*** Opening PROVIDED RECORDS ***
PR #10869, opened 2022-01-21
[SEMI-MODULAR] Stasis/Surgery Tweaks + New Stasis Chem

Higgin:
## About The Pull Request

Stasis was changed to always apply numbing in a recent fix. While not what I intended with my earlier changes to make anesthetic more important, this was good QOL because of how stasis works with processing chems - the usual sources of numbing. My earlier changes made stasis preserve numbing effects. People had to have the numbing effect on them prior to going into stasis in order to benefit from it - because many people tried to apply numbing agents on patients while they were in stasis, they found their efforts did nothing; it was ultimately frustrating and a pixel-bitchy guess as to whether or not you'd managed to numb somebody. Having stasis always numb people fixed that (albeit with a few problems - it didn't apply a new, separate source of numbing if you already had one from a chem, meaning you actively got punished for trying to numb people prior to surgery.)

What this did, however, was largely get around the points of my earlier PR: vulnerability. Having stasis give numbing and having numbing give the same speed benefits as unconsciousness made it doubly easy to slap people on a surgery table and work on them without a second thought. It made it doubly easy to expect that this is how you'd be treated coming to med if you weren't already dead, and it made it much harder to say there was any reason for somebody to be unconscious for surgery. 

You put somebody on a surgery table and they 1) no longer decayed, 2) no longer processed chems, 3) no longer breathed, 4) could be worked on immediately at full speed with advanced surgeries.

~~That surgery table, by the way, could be made with one (1) sheet of iron and one (1) sheet of silver. Anywhere. In about ten seconds.~~ no cost changes, axed these

This had a lot of room for improvement going forward, in part by taking a step back - _here are the big changes._

- this PR introduces doctor-facing differences in surgery speed between simple numbing and anesthetic. **Unanesthetized surgery is slower than it used to be. Unconsciousness is better.** 

- **stasis effects still numb** (UI fix was put in to reflect this - it was eating the status effect icons even after my earlier fix,) but **operating tables no longer give stasis.** They also have a slightly more sane cost to build (10 sheets up from 1.)

- **stasis beds are now once again researchable and buildable. They can be used for all the basic surgeries.** They do not come default on maps except Icebox and Kilo; other maps use pods.

- Surgical drapes now give you a warning if your patient is going to feel it, and the penalty on mood for working on people in softcrit (x is barely conscious...) is the lighter penalty. 

- Adds ataraxydone, a stasis-inducing chem. The stasis effect only works on the prone or incapacitated. This chem applies a significant slowdown which ramps up over time, eventually causing drowsiness/unconsciousness, and kicks in faster while prone/incapacitated. It allows a degree of movement/activity under its own stasis effect (hotkeys are blocked as are most complex interactions) as part of the tradeoff to being able to ignore other chemical/environmental/ticking effects. Its impure reagent causes cloneloss as does its OD. It's also a pain in the ass to make, but some comes in roundstart vendors.

#10088 has a lot of the same justification as this PR - vulnerability is good, and it benefits from mechanical tradeoffs that people can point to in-game. This PR deepens those and hopefully does a lot for medical QOL along the way.

The way this is being done (removing stasis from op tables and deepening the reasons to use numbing agents) has a few other benefits to it.
+It gets chem players more involved with the production of numbing agents and preservatives like formaldehyde for surgeries where decay threatens (or where the number of bodies is overwhelming the number of stasis units.)
+It gets research more involved in making a potentially very useful upgrade to medical. Like medical often relies on science to get a Self-Actualization Device made to fix people who've lost their whole bodies, upgrading stasis pods to beds (they use the same components; it is a straight upgrade) may effectively double the number of people able to do surgery at one time on most maps, and make it possible to do regular wound-tending in triage as sometimes comes up on higher-intensity rounds... but **not without interdepartmental cooperation.**
+Since advanced surgeries can't be done without the operating computers, it gives the dedicated surgeries more of a niche than they currently have and one set apart from triage. This means that for those advanced surgeries (and the better wound-tending surgeries,) free numbing from the table is not a given, and it's not as good as the nearby gas. You'll have to set it up in advance if you want it or insist upon it. 
+For newer medical players in particular: making operating tables and operating rooms not come with stasis increases the likelihood that patients will be seen first in triage/the treatment centers where the actual stasis setups are by default. I suspect this will increase the likelihood of newer players seeing others, being seen, and getting help if they're struggling to figure out systems that they otherwise might fiddle with for half an hour alone in an operating room. 
+For all people playing medical, and anyone trying to do surgery: having drapes let you know whether or not your patient is under the effect of an anesthetic/unconscious should both offer a good tip towards what you should be doing and much-needed feedback if you were trying to do it in the first place. 

**ON THE STASIS CHEM:**
This might merit a TM. Stasis is an incredibly powerful effect. A few of the things you get with it:
+the ability to ignore atmosphere (yall like chilling in space?)
+the ability to ignore breathing (vox and plasmemes rejoice)
+the ability to ignore a lot of ticking effects (what if we kissed next to the SM?)
+99% of chems stop affecting you
+wounds stop causing problems i.e. bleeding, bloodloss stops causing oxyloss, etc.

I've tried to balance for this through a few things:
+you don't get stasis unless you're prone or incapacitated (it's meant for stabilizing people/surgery)
+it slows you down to an eventual crawl if you have it in your system (i.e. there's a significant cost to pre-game with it)
+the mobile stasis effect is obnoxious to play with, i.e., you're blocked from using a lot of hotkeys, interacting with complex objects, etc. - it is not conducive to "crawl into space and chase the badman naked" gaming
+trying to stack up on it all at once has nasty OD effects
+the slowdown and eventual unconsciousness kick in twice as fast if you're benefitting from the stasis effect
+it causes lasting damage if used impure which can only be healed via cryo/rezadone
+it's not easy to make safely or pure

_If it's so busted, why do this in the first place?_
Seems like there might be some cool use-cases for it in spite of the limitations I've imposed, and it gets around the issue of surgery/stasis needs for vox/plasmamen.

On the code-side, I'm sure there are a lot of things that could have been done more parsimoniously. The story there is as follows: when I first tried making a chem that added stasis, I realized stasis immobilizes/handblocks by default. I didn't want that on a chem because it'd make it busted in combat. I also realized that most of the effects for stasis are checked across a wide range of life files, and adding specific checks for this chem would be a godawful pain and mess. Instead, I duplicated the stasis effect into a modular file, tweaked it to allow for movement, and made it so the helper that checks for stasis also considers it. I welcome any feedback to make this cleaner or neater. 

## Changelog

:cl:
balance: Completely unanesthetized surgery now takes longer than numbed surgery takes longer than surgery on the fully-unconscious. Achieving current 'max' surgery speeds without other buffs like sterilizer or alcohol now requires unconsciousness.
balance: Mood penalties from unanesthetized surgery are less severe on those in soft-crit.
balance: Removes stasis from operating tables.
add: Readds open stasis beds (the type you can use for surgery) as a machine board researched at cryostasis technology.
fix: The closable stasis pods should now be findable under the appropriate techfab category (medical machinery) along with their open counterparts.
fix: Stasis effects now accurately update the UI to reflect that they also provide numbing. 
qol: Drapes now give a warning if the patient is unanesthetized prior to starting surgery.
add: Ataraxydone, a stasis-inducing chem that only works on the prone/incapacitated, and which allows for limited activity under stasis. 
/:cl:


Zergspower:
Can the surgery tables just please get an on/off for stasis as well, the stasis beds have it and the whole issue getting awake people to lay down is hilariously stupid to get the point across to them lol. This is assuming this gets changes from the coders if they dont like it - I do see it was removed entirely which im fine with (though plasmamen will be a pain to operate on)

code/game/objects/structures/tables_racks.dm
```diff
@@ -690,25 +690,12 @@
...
-	playsound(src, 'sound/effects/spray.ogg', 5, TRUE, 2, frequency = freq)
-	target.apply_status_effect(STATUS_EFFECT_STASIS, STASIS_MACHINE_EFFECT)
-	ADD_TRAIT(target, TRAIT_TUMOR_SUPPRESSED, TRAIT_GENERIC)
-	target.extinguish_mob()
-
-/obj/structure/table/optable/proc/thaw_them(mob/living/target)
-	target.remove_status_effect(STATUS_EFFECT_STASIS, STASIS_MACHINE_EFFECT)
-	REMOVE_TRAIT(target, TRAIT_TUMOR_SUPPRESSED, TRAIT_GENERIC)
-
+///SKYRAT EDIT: Patient check
```
tf-4: What's the edit here?

Higgin: It was previously where thawing/chilling were set for stasis, but on a relook and retest it's redundant with the loc check. Removing it shortly.

GoldenAlpharex (changes requested):
I haven't reviewed the code just yet, but I still wanted to leave a review before I forget.

I agree with pretty much all the changes in this PR, except making the surgery table more expensive, but I can see from quickly glancing at the code that it's not the case anymore, so probably fix the PR body to remove the mention of that change.

However, there's one extra change I want from this PR. Currently, the only advantage that I thought made sense from surgery tables was that it allowed surgery on the plasmamen. While I'm aware that showers exist, let's be honest here, it doesn't make so much sense that we literally have to put them under running water to operate on them when we have literal stasis technology.
That's why I'd like to also see a solution to that problem also being presented in this PR, would it be via a new chemical, or a new device that could be installed on the surgery beds to allow for an active plasma field that you turn on or off depending on if it's a plasmaman or not (with visual effects, damn this would be pretty cool, but that might be a bit much for this PR).

If you need help brainstorming it, hit me up on Discord and we can discuss it in #development-discuss.

code/modules/surgery/surgery_step.dm
```diff
@@ -93,7 +93,10 @@
 	var/was_sleeping = (target.stat != DEAD && target.IsSleeping())
 
 	// Skyrat Edit Addition - reward for doing surgery on calm patients, and for using surgery rooms(ie. surgerying alone)
-	if(was_sleeping || HAS_TRAIT(target, TRAIT_NUMBED) || target.stat == DEAD)
+	if(!(was_sleeping || HAS_TRAIT(target, TRAIT_NUMBED) || target.stat >= UNCONSCIOUS))
+		modded_time /= SURGERY_SPEEDUP_AREA
```
Iamgoofball, line 97: /= is a cursed operator

modular_skyrat/modules/stasisrework/code/medical_designs.dm
```diff
@@ -9,9 +9,9 @@
 	departmental_flags = DEPARTMENTAL_FLAG_MEDICAL | DEPARTMENTAL_FLAG_SCIENCE
 
 /datum/design/board/stasissleeper
```
Iamgoofball, line 11: can you roll these back to being stasis beds while you're here?

Iamgoofball:
@GoldenAlpharex If Stasis Beds are back then we can properly handle plasmamen and vox again.

Zergspower:
> @GoldenAlpharex If Stasis Beds are back then we can properly handle plasmamen and vox again.

it poses an RP problem I've had with since playing on the server, we shouldn't be doing surgery on people in an open room that everyone can walk into. A. privacy and B. sterilization. The stasis beds on the maps that have them are in the wide-ass open, one problem there can be solved by maybe a policy tweak but the handicap to those two raaces I think needs that additional solution in place

Iamgoofball:
>it poses an RP problem I've had with since playing on the server, we shouldn't be doing surgery on people in an open room that everyone can walk into.

Triage isn't a public access room. Medbay can and will remove you from Triage if you're not a patient. No policy changes are needed.

YakumoChen:
:+1: on making knockout preferable for surgery

:-1: on surgery tables needing 10 silver. That's bad for several balance implications, one of which is that you can decon tables for 10 silver roundstart instead of 1.

Roundstart implications are far more important than lateround when 10 silver means literally nothing and it might as well be 1 silver for whatever purpose. Making the number higher only has negative effects.

modular_skyrat/modules/stasisrework/code/medical_designs.dm
Higgin: Thought I might leave them (the boards are also available now) in case folks wanted to use them for aesthetics or for a stopgap before upgrading on the maps that still have them. Would you rather they just be ripped out?

Higgin:
Going to hold off on squashing commits until this gets a close pass.
@YakumoChen cost is no longer changed.
@GoldenAlpharex Going with the chem angle on your request.

modular_skyrat/modules/modular_reagents/code/debuffs.dm
```diff
@@ -0,0 +1,51 @@
+/datum/status_effect/grouped/stasis_mobile
+	id = "stasis"
+	duration = -1
+	tick_interval = 10
+	alert_type = /atom/movable/screen/alert/status_effect/stasis
+	var/last_dead_time
```
GoldenAlpharex, line 11: document this.

modular_skyrat/modules/modular_reagents/code/debuffs.dm
```diff
@@ -0,0 +1,51 @@
...
+
+/datum/status_effect/grouped/stasis_mobile/proc/update_time_of_death()
```
GoldenAlpharex, line 13: documentation please

modular_skyrat/modules/modular_reagents/code/reagents/medicine.dm
```diff
@@ -25,6 +25,83 @@
 	M.adjustOrganLoss(ORGAN_SLOT_HEART,3 * REM * delta_time, 80)
 	..()
 
+
+/datum/reagent/medicine/ataraxydone
+	name = "Ataraxydone"
+	description = "A stasis-inducing chemical used for exotic surgeries or emergency medicine."
+	taste_description = "liquid"
+	reagent_state = LIQUID
+	color = "e0d394" // 224, 211, 148
```
GoldenAlpharex: Don't colors work with a `#` in front of them? I forget.

GoldenAlpharex (changes requested):
My brain works slowly today, there's also some grammar/capitalization issues with the to_chats when it comes to the metabolization but I'm too lazy to scroll back down to make suggestions.

modular_skyrat/modules/modular_reagents/code/reagents/medicine.dm
Higgin: Worked without, but I put one in for consistency. Still seems good.

modular_skyrat/modules/modular_reagents/code/debuffs.dm
Higgin: I added comments on the file - what, exactly, are we looking for as far as documenting this goes?

code/__DEFINES/status_effects.dm
```diff
@@ -38,3 +38,9 @@
 #define STASIS_CHEMICAL_EFFECT "stasis_chemical"
 
 #define STASIS_ASCENSION_EFFECT "heretic_ascension"
+
+// Stasis helpers
+
+#define STATUS_EFFECT_STASIS_MOBILE /datum/status_effect/grouped/stasis_mobile //SKYRAT ADD: WALKING STASIS
+
+#define IS_IN_STASIS(mob) (mob.has_status_effect(STATUS_EFFECT_STASIS) || mob.has_status_effect(STATUS_EFFECT_STASIS_MOBILE)) //SKYRAT EDIT old: #define IS_IN_STASIS(mob) (mob.has_status_effect(STATUS_EFFECT_STASIS))
```
GoldenAlpharex, line 46: Why is this made here and not where that define is originally at? Unless GitHub doesn't show it to me properly on mobile, this seems like just a pure addition.

Which at that point it could be put in the ~skyrat folder of the __DEFINES folder, so it's modular.

code/datums/elements/surgery_initiator.dm
```diff
@@ -0,0 +1,147 @@
+/// Allows an item to  be used to initiate surgeries.
```
GoldenAlpharex, line 1: Put this in a module in the modular Skyrat folder, we shouldn't be adding modular files to non-modular folders.

code/datums/elements/surgery_initiator.dm
```diff
@@ -0,0 +1,147 @@
...
+/// Does the surgery initiation.
+/datum/element/surgery_initiator/proc/initiate_surgery_moment(datum/source, atom/target, mob/user)
+	SIGNAL_HANDLER
+	if(!isliving(target))
+		return
+	INVOKE_ASYNC(src, .proc/do_initiate_surgery_moment, source, target, user)
+	return COMPONENT_CANCEL_ATTACK_CHAIN
+
+/datum/element/surgery_initiator/proc/do_initiate_surgery_moment(datum/source, atom/target, mob/user)
+	var/mob/living/livingtarget = target
```
GoldenAlpharex, line 24: I'm not going to make the suggestion bigger because fuck GitHub on mobile, but use snake_case to separate your words.
```suggestion
	var/mob/living/living_target = target
```

code/datums/elements/surgery_initiator.dm
```diff
@@ -0,0 +1,147 @@
...
+	var/mob/living/carbon/carbontarget
+	var/obj/item/bodypart/affecting
+	var/selected_zone = user.zone_selected
+	if(iscarbon(livingtarget))
+		carbontarget = livingtarget
+		affecting = carbontarget.get_bodypart(check_zone(selected_zone))
+
+	var/datum/surgery/current_surgery
+
+	for(var/i_one in livingtarget.surgeries)
```
GoldenAlpharex, line 34: That's not a really descriptive variable name. Do something like `for(var/surgery in living_target.surgeries)`

code/datums/elements/surgery_initiator.dm
```diff
@@ -0,0 +1,147 @@
...
+		var/datum/surgery/surgeryloop = i_one
+		if(surgeryloop.location == selected_zone)
+			current_surgery = surgeryloop
+
+	if(!current_surgery)
+		var/list/all_surgeries = GLOB.surgeries_list.Copy()
+		var/list/available_surgeries = list()
+
+		for(var/i_two in all_surgeries)
```
GoldenAlpharex, line 43: My head hurts just looking at this loop, surely there's a way to outsource some of these checks to external procs to make this simpler, or something. Because man that's a lot of checks in a row.

code/datums/status_effects/debuffs.dm
```diff
@@ -240,13 +240,12 @@
 		return
 	ADD_TRAIT(owner, TRAIT_IMMOBILIZED, TRAIT_STATUS_EFFECT(id))
 	ADD_TRAIT(owner, TRAIT_HANDS_BLOCKED, TRAIT_STATUS_EFFECT(id))
-	ADD_TRAIT(owner, TRAIT_NUMBED, "stasis") //SKYRAT EDIT START - STASIS APPLIES NUMBING
-	owner.throw_alert("numbed", /atom/movable/screen/alert/numbed) //SKYRAT EDIT END
+	ADD_TRAIT(owner, TRAIT_NUMBED, TRAIT_STATUS_EFFECT(id)) //SKYRAT EDIT START - STASIS APPLIES NUMBING
+	owner.throw_alert("stasis numbed", /atom/movable/screen/alert/numbed) //SKYRAT EDIT END
 	owner.add_filter("stasis_status_ripple", 2, list("type" = "ripple", "flags" = WAVE_BOUNDED, "radius" = 0, "size" = 2))
 	var/filter = owner.get_filter("stasis_status_ripple")
 	animate(filter, radius = 32, time = 15, size = 0, loop = -1)
```
GoldenAlpharex, line 247: I know it's unrelated to this PR, but I still wonder why this has stopped looping, like, it's meant to loop every so often but it just doesn't.

code/modules/surgery/surgery_step.dm
GoldenAlpharex: I feel like this could just be something that does *= 2 instead of /= 0.5
It's be cleaner code, even if it's a separate define.

code/modules/surgery/surgery_step.dm
```diff
@@ -93,7 +93,10 @@
 	var/was_sleeping = (target.stat != DEAD && target.IsSleeping())
 
 	// Skyrat Edit Addition - reward for doing surgery on calm patients, and for using surgery rooms(ie. surgerying alone)
-	if(was_sleeping || HAS_TRAIT(target, TRAIT_NUMBED) || target.stat == DEAD)
+	if(!(was_sleeping || HAS_TRAIT(target, TRAIT_NUMBED) || target.stat >= UNCONSCIOUS))
```
GoldenAlpharex, line 96: I think this is what you meant to do, otherwise it would be really cursed.
Also in general I feel like you should do one check for the was_sleeping or if they're at least unconscious, I don't know, this feels like a lot of code repetition.
```suggestion
	if(!(was_sleeping || HAS_TRAIT(target, TRAIT_NUMBED) || target.stat < UNCONSCIOUS))
```

code/modules/surgery/surgery_step.dm
```diff
@@ -208,7 +211,7 @@
 /datum/surgery_step/proc/display_pain(mob/living/target, pain_message, mechanical_surgery = FALSE)
 	if(target.stat >= UNCONSCIOUS) //the unconscious do not worry about pain
 		return
-	if(HAS_TRAIT(target, TRAIT_NUMBED)) //numbing helps but is not perfect - this is the tradeoff for being awake
+	if(HAS_TRAIT(target, TRAIT_NUMBED) || target.stat == SOFT_CRIT) //numbing helps but is not perfect - this is the tradeoff for being awake
```
GoldenAlpharex, line 214: Is SOFT_CRIT above UNCONSCIOUS?

modular_skyrat/modules/modular_reagents/code/debuffs.dm
```diff
@@ -0,0 +1,56 @@
...
+//DEBUFFS - status effects that in some way hinder or remove the player's function.
+//*
+
+//MOBILE STASIS - same as regular stasis with the immobilization/hands-blocking traits taken off. Non-modular change has it set to also be checked by IS_IN_STASIS(mob).
+/datum/status_effect/grouped/stasis_mobile
+	id = "stasis"
+	duration = -1
+	tick_interval = 10
+	alert_type = /atom/movable/screen/alert/status_effect/stasis
+	var/last_dead_time
```
GoldenAlpharex, line 11: Something like this is what we call documentation for variables. Every time you have a `var/something` in a class definition (so, not inside of a proc), you should be documenting it with a short sentence saying what it does.

Disclaimer: I don't know if this is what that variable means, but I wanted to give you an example.
```suggestion
	/// Time since the person last died.
	var/last_dead_time
```

modular_skyrat/modules/modular_reagents/code/debuffs.dm
GoldenAlpharex: Documentation for a proc should at the minimum say what the proc does, and usually should say what each parameter represents/is used for, and finally what the proc returns, if it returns anything. I'm not on my computer so I can't give you a great example here, but for an example of what's the kind of documentation I *really* like, look at `conveyor.dm` (or maybe it's called `recycling.dm`, I don't remember the name).

modular_skyrat/modules/modular_reagents/code/debuffs.dm
```diff
@@ -0,0 +1,56 @@
...
+
+/datum/status_effect/grouped/stasis_mobile/proc/update_time_of_death()
+	if(last_dead_time)
+		var/delta = world.time - last_dead_time
+		var/new_timeofdeath = owner.timeofdeath + delta
```
GoldenAlpharex, line 16: Here again, snake_case please. I'm not going to comment it everywhere because it takes forever to leave comments on mobile.

modular_skyrat/modules/modular_reagents/code/modifiers/reagent.dm
```diff
@@ -0,0 +1,9 @@
+//*
```
GoldenAlpharex, line 1: This isn't how we do multiline comments, look up the Autodoc Comment Block extension on VSC, I can link it to you on Discord if I can find it. This is really funky and hurts my soul a little.

modular_skyrat/modules/modular_reagents/code/modifiers/reagent.dm
```diff
@@ -0,0 +1,9 @@
...
+//REAGENT MODIFIERS - used for handling movespeed, actionspeed buffs, etc.
+//*
+//Ataraxydone - stasis chem, has a modifier which varies based on number of cycles in + a flat modifier if you're prone while it's in your system (atarxyprone)
```
GoldenAlpharex, line 4: Documentation should always be using either `///` or `/* */` (for multiline ones), otherwise they won't be recognized by the autodoc function of the DM Lang server extension, or the AUTODOC workflow on the repo.

modular_skyrat/modules/modular_reagents/code/reagents/medicine.dm
```diff
@@ -25,6 +25,84 @@
...
+	taste_description = "liquid"
+	reagent_state = LIQUID
+	color = "#e0d394" // 224, 211, 148
+	metabolization_rate = 0.2 * REAGENTS_METABOLISM
+	overdose_threshold = 20
+	ph = 7
+	purity = REAGENT_STANDARD_PURITY
+	creation_purity = REAGENT_STANDARD_PURITY
+	impure_chem = /datum/reagent/impurity/ataraxydone
+	chemical_flags = REAGENT_CAN_BE_SYNTHESIZED | REAGENT_DEAD_PROCESS | REAGENT_IGNORE_STASIS
```
GoldenAlpharex, line 41: It will process in dead people? Will that do like formaldehyde, or will it actually be metabolized while dead?

modular_skyrat/modules/modular_reagents/code/reagents/medicine.dm
```diff
@@ -25,6 +25,84 @@
...
+
+/datum/reagent/medicine/ataraxydone/on_mob_dead(mob/living/carbon/owner, delta_time)
+	.=..()
+	owner.apply_status_effect(STATUS_EFFECT_STASIS_MOBILE, STASIS_CHEMICAL_EFFECT)
+	metabolization_rate = 0.1 * REAGENTS_METABOLISM
+
+/datum/reagent/medicine/ataraxydone/on_mob_life(mob/living/carbon/owner, delta_time, times_fired)
+	var/ataraxydone_speed = max(1, min(current_cycle/10, 8))
```
GoldenAlpharex, line 49: Those numbers should be defines, I don't know what they stand for.

modular_skyrat/modules/modular_reagents/code/reagents/medicine.dm
```diff
@@ -25,6 +25,84 @@
...
+	if(owner.resting || owner.stat >= SOFT_CRIT)
+		owner.apply_status_effect(STATUS_EFFECT_STASIS_MOBILE, STASIS_CHEMICAL_EFFECT)
+		owner.add_movespeed_modifier(/datum/movespeed_modifier/reagent/ataraxyprone)
+		current_cycle += 1
```
GoldenAlpharex, line 53:
```suggestion
		current_cycle++
```

modular_skyrat/modules/modular_reagents/code/reagents/medicine.dm
```diff
@@ -25,6 +25,84 @@
...
+	else
+		owner.remove_status_effect(STATUS_EFFECT_STASIS_MOBILE, STASIS_CHEMICAL_EFFECT)
+		owner.remove_movespeed_modifier(/datum/movespeed_modifier/reagent/ataraxyprone)
+	if(current_cycle >= 10)
```
GoldenAlpharex, line 57: This should be a define too. And those kinds of defines should be undefined at the end of the file, using `#undef DEFINE_NAME`

modular_skyrat/modules/modular_reagents/code/reagents/medicine.dm
```diff
@@ -25,6 +25,84 @@
...
+		owner.add_or_update_variable_movespeed_modifier(/datum/movespeed_modifier/reagent/ataraxydone, multiplicative_slowdown = ataraxydone_speed)
+	if(owner.stat < SOFT_CRIT)
+		switch(current_cycle)
+			if(1)
+				to_chat(owner, span_notice("You feel a comfortable stillness begin to set in throughout your body."))
+			if(12)
```
GoldenAlpharex, line 63: Those values in the switch case should be defines too.

modular_skyrat/modules/modular_reagents/code/reagents/medicine.dm
```diff
@@ -25,6 +25,84 @@
...
+	owner.remove_status_effect(STATUS_EFFECT_STASIS_MOBILE, STASIS_CHEMICAL_EFFECT)
+	owner.remove_movespeed_modifier(/datum/movespeed_modifier/reagent/ataraxydone)
+	owner.remove_movespeed_modifier(/datum/movespeed_modifier/reagent/ataraxyprone)
+	REMOVE_TRAIT(owner, TRAIT_PACIFISM, "ataraxydone")
+
+/datum/reagent/medicine/ataraxydone/overdose_process(mob/living/owner, delta_time, times_fired)
+	if(owner.stat != DEAD)
+		if(current_cycle >= 16 && !HAS_TRAIT(owner, TRAIT_PACIFISM))
+			if(DT_PROB(15, delta_time))
+				to_chat(owner, span_notice("...what's the point of fighting, anyway?"))
```
GoldenAlpharex, line 87:
```suggestion
				to_chat(owner, span_notice("... What's the point of fighting, anyway?"))
```

modular_skyrat/modules/modular_reagents/code/reagents/medicine.dm
```diff
@@ -25,6 +25,84 @@
...
+				ADD_TRAIT(owner, TRAIT_PACIFISM, "ataraxydone")
```
GoldenAlpharex, line 88: "ataraxydone" here should be a define, like `TRAIT_SOURCE_ATARAXYDONE_OD` (or something like that, I forget what the standard way of writing those source defines is, I recommend checking that yourself).

modular_skyrat/modules/modular_reagents/code/reagents/reagent_containers/syringes.dm
```diff
@@ -0,0 +1,4 @@
+/obj/item/reagent_containers/syringe/ataraxydone
+	name = "syringe (ataraxydone)"
+	desc = "Contains ataraxydone, a wondrous stasis-inducing chemical usable on both the living and dead. The label warns that, while this chemical may allow for seemingly-inexplicable resistance to a variety of temporal and environmental effects, it impedes activity, and its byproducts cause significant genetic damage."
+	list_reagents = list(/datum/reagent/medicine/ataraxydone = 15)
```
GoldenAlpharex, line 4: Will it also contain the impure chem in it? If so, should probably inform people on the syringe that its cellular damage will need to be dealt with after use, or something like that.

modular_skyrat/modules/modular_reagents/code/reagents/medicine.dm
```diff
@@ -25,6 +25,84 @@
...
+/datum/reagent/impurity/ataraxydone
+	name = "Dynamydine"
+	description = "A byproduct of impure ataraxydone. Causes significant damage to the telomeres of living cells."
+	taste_description = "old age"
+	metabolization_rate = 0.1 * REAGENTS_METABOLISM
+	ph = 3.8
+	liver_damage = 0
+
+/datum/reagent/impurity/ataraxydone/on_mob_life(mob/living/carbon/owner, delta_time, times_fired)
+	owner.adjustCloneLoss(0.5 * REM * delta_time)
```
GoldenAlpharex, line 103: How much cloning damage does that actually do?

modular_skyrat/modules/modular_reagents/code/recipes/medicine_recipes.dm
```diff
@@ -19,3 +19,20 @@
 	if(off_cooldown(holder, equilibrium, 10, "lidocaine"))
 		explode_attack_chem(holder, equilibrium, /datum/reagent/inverse/lidocaine, 5)
 		explode_invert_smoke(holder, equilibrium)
+
+/datum/chemical_reaction/medicine/ataraxydone
```
GoldenAlpharex, line 23: Have you tried making that chem yourself during testing? Just how complicated is it to make, and how much of a pain is that reaction to keep in the pure range?

modular_skyrat/modules/stasisrework/code/medical_designs.dm
GoldenAlpharex: I personally never really liked them, due to the controls being really awkward and counter-intuitive, and because of how easy it is to forget someone in there.

I wouldn't be against us gutting those sleepers away, tbh. I'll talk with the other maintainers to see what we think about it.

modular_skyrat/modules/stasisrework/code/stasissleeper.dm
```diff
@@ -1,7 +1,7 @@
 #define SCANNER_VERBOSE 1
 /obj/machinery/stasissleeper
```
GoldenAlpharex, line 2: I hate how this didn't even follow the snake_case convention.

code/datums/elements/surgery_initiator.dm
GoldenAlpharex: Also I don't even think it was ticked 💀

GoldenAlpharex (changes requested):
There's a bit more work that's left to put in, in terms of documentation (hopefully my examples help), modularization and testing, and also a bit of code improvement and following coding standards too.

I think we're getting close from a stage where we can test-merge this.

Gandalf2k15:
Feel free to reopen with requested changes.

GoldenAlpharex:
(or just ping me on Discord once you've made the changes, and I'll re-open it for you)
*** Closing PROVIDED RECORDS ***
* EXERCISE GOAL
Show each line of the data that contains the string "carbontarget".

* SOLVED EXERCISE
+	var/mob/living/carbon/carbontarget
+		carbontarget = livingtarget
+		affecting = carbontarget.get_bodypart(check_zone(selected_zone))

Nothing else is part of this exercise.